_Work to be completed_:
Gather all lines in the entries below that include the word "safety".

_Data for this task_:
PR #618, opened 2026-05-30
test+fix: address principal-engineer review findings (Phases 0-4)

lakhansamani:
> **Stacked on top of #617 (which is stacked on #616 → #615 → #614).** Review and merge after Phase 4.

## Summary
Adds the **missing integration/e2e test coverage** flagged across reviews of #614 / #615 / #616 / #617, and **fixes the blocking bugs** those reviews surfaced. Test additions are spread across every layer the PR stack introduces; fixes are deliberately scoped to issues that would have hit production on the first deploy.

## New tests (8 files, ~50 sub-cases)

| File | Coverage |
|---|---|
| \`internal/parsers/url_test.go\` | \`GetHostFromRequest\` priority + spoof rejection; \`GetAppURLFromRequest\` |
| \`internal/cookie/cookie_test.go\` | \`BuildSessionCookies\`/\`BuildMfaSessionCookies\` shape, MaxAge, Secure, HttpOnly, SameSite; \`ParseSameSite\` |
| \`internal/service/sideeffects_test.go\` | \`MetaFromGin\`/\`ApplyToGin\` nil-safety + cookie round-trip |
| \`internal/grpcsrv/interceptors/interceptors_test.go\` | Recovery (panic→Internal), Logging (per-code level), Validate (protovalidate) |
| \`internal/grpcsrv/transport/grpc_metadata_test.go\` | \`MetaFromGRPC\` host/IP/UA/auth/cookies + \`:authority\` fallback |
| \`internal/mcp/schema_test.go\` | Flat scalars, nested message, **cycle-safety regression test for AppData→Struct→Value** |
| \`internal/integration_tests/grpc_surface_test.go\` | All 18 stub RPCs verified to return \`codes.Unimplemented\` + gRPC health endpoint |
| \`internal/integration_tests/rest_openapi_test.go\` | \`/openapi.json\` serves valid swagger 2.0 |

_Solved exercise_:
| \`internal/service/sideeffects_test.go\` | \`MetaFromGin\`/\`ApplyToGin\` nil-safety + cookie round-trip |
| \`internal/mcp/schema_test.go\` | Flat scalars, nested message, **cycle-safety regression test for AppData→Struct→Value** |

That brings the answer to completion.